We owe more than most Canadians, but relax, it’s invested
Michael Kane
Sun
It’s a wonderful life for most British Columbians, even if it is costing us more than we earn in a year, the province’s chartered accountants say.
Not only do bigger mortgages mean we owe more than other Canadians, our savings rate is zero and we’re the only jurisdiction monitored for the annual BC Check-Up where personal debt, divided between every man, woman and child, exceeds current disposable income.
But take a deep breath because we’ve got the best air quality and the highest health care spending per capita, which helps to explain why we are among the healthiest Canadians.
We also have the fewest young people without high school diplomas and the second lowest level of people dependent on social assistance, according to Tuesday’s third instalment of the BC Check-Up, in which the Chartered Accountants of B.C. rate the province as a place to live.
Crime remains markedly higher than the national average but we’re no longer the worst in the land. That dubious honour goes to Saskatchewan.
And all that household debt is no cause for alarm because more than three-quarters of it is invested in real estate, which has been soaring in value while the share of disposable income required to service our debt is smaller than ever.
“I am not worried about getting into debt because I see it more as investing in my future,” said Richmond‘s Cari Hawthorne, 29, who bought her first condo when she was 22. She sold that to buy another last year, and also purchased a $347,000 house as an investment property with Mark Sturrock, 30. The house generates enough rent to cover most of their payment on a five-year mortgage locked in at 4.3 per cent.
Hawthorne, a personal trainer who owns Catalyst Conditioning Studio in Richmond with a partner, credits her parents with encouraging her to get into the housing market early. “They taught me well.”

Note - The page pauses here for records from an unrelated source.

PR #4886, opened 2023-08-17
RN-977: Add option to download QR code in Meditrak

rohan-bes:
### Issue RN-977:

Thanks to the formatting of the multiple QR codes and single QR code now being the same, was able to combine all the logic into a single component.

Used `react-native-file-access` to allow writing the images to the user's 'Downloads' folder. Had to use a pretty old version to be compatible with our version of `react-native` but it seems to do the job.


packages/meditrak-app/app/assessment/QrCodeScreen.js
```diff
@@ -0,0 +1,162 @@
...
+  transparentButtonLabel: {
+    color: THEME_COLOR_ONE,
+  },
+});
+
+const mapStateToProps = () => ({});
+
+const mapDispatchToProps = dispatch => ({
+  displayDownloadMessage: message => dispatch(addMessage('qr_code_download', message)),
+});
```
rohan-bes, line 160: Had to use redux connect here to be able to display the download success message.

packages/meditrak-app/app/assessment/QrCodeScreen.js
```diff
@@ -0,0 +1,162 @@
...
+      <Heading
+        text={`Share QR ${formatPlural('Code', 'Codes', qrCodes.length)}`}
+        style={localStyles.heading}
+      />
+      <ScrollView>
+        {qrCodes.map(({ data, name }, index) => (
+          <View key={data} style={localStyles.qrCodeContainer}>
+            <QrCode
+              getRef={ref => {
+                qrCodeImgRefs.current[index] = ref;
```
chris-pollard, line 59: Looks good. The only query I have is probably more semantics. But when you create qrCodeImgRefs, this is technically one ref right, with the current value an array. So is it correct to be referring to the element values as refs?

chris-pollard (approved):

packages/meditrak-app/app/assessment/QrCodeScreen.js
rohan-bes: Ah good point, technically it should be `qrCodesRef` since it's one ref to many codes 👍 I'll rename

PR #4888, opened 2023-08-18
WAITP-1222: Fix map overlay reports config handling

tcaiger:
### Changes:

Web config server does some specific map overlay config handling that is needed for both legacy and modern reports. In the re-write we were going around that code for modern reports which is causing issues so this change puts it back.


packages/tupaia-web-server/src/routes/MapOverlaysRoute.ts
```diff
@@ -49,7 +51,7 @@ export class MapOverlaysRoute extends Route<MapOverlaysRequest> {
           comparisonValue: [projectCode],
         },
       },
-      pageSize,
+      pageSize: pageSize || DEFAULT_PAGE_SIZE,
```
tcaiger, line 54: this is not related to the core issue, but I noticed while testing that the route was only returning a sub set of map overlays so re-instated that default page size here and fixed it

EMcQ-BES (approved):
Looks good, but I think you might get a CI failure for not re-generating the types

PR #4889, opened 2023-08-18
Rn 899 qr code refactor

acdunham:
### Changes:
- refactor of dashboard items to a `context` model, so that props don't get passed around as much

### DIFF
--- a/packages/tupaia-web/src/features/DashboardItem/ExpandItemButton.tsx
+++ b/packages/tupaia-web/src/features/DashboardItem/ExpandItemButton.tsx
@@ -3,14 +3,14 @@
  * Copyright (c) 2017 - 2023 Beyond Essential Systems Pty Ltd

Sturrock, who owns a painting business, For Your Walls Only, also bought a condo about two weeks ago.
Per person debt exceeds disposable income by 18 per cent in B.C. but the accountants say that’s not menacing at all if we look at net worth rather than the debt-to-income ratio.
When the appreciation in the value of personal assets like homes and investments is counted, B.C.’s average savings rate goes from zero to an impressive 52 per cent, according to TD Economics. Throw in contributions to social insurance and employee pensions and it climbs to 60 per cent, says Scotiabank.
Across Canada, individual net worth increased in 2004 to an all-time high of almost six times disposable personal income, the chartered accountants say.
But what if interest rates climb? They are going up but the Bank of Canada says most households would begin to have debt servicing difficulties only if they hit a “highly unlikely” nine per cent.
In addition, three-quarters of borrowers have fixed-rate mortgages which will protect them for two to five years while personal disposable income is expected to increase.
But what if West Coast house prices plummet as they did in the early 1980s? The accountants cite “significant differences” between conditions today and then, including higher incomes, slower price appreciation, much lower interest rates, and fewer unoccupied homes, a sign of less speculation.
“While housing prices are predicted to soften, especially as interest rates rise, a major reversal in the positive trend in housing prices is not anticipated, particularly in British Columbia where population is growing,” the Check-Up concludes.
Chartered accountant Anita Chan, a Richmond realtor who helped Hawthorne and Sturrock with their purchases, says she is as busy as ever and finds first-time buyers are more concerned about home prices going up than they are about rising interest rates.
“They are excited about getting into the market because they don’t want to rent,” Chan said in an interview.
Richard Rees, CEO of the Chartered Accountants of B.C., said “If you have debt, mortgage debt is a better kind to have because it is connected to an asset, your home.”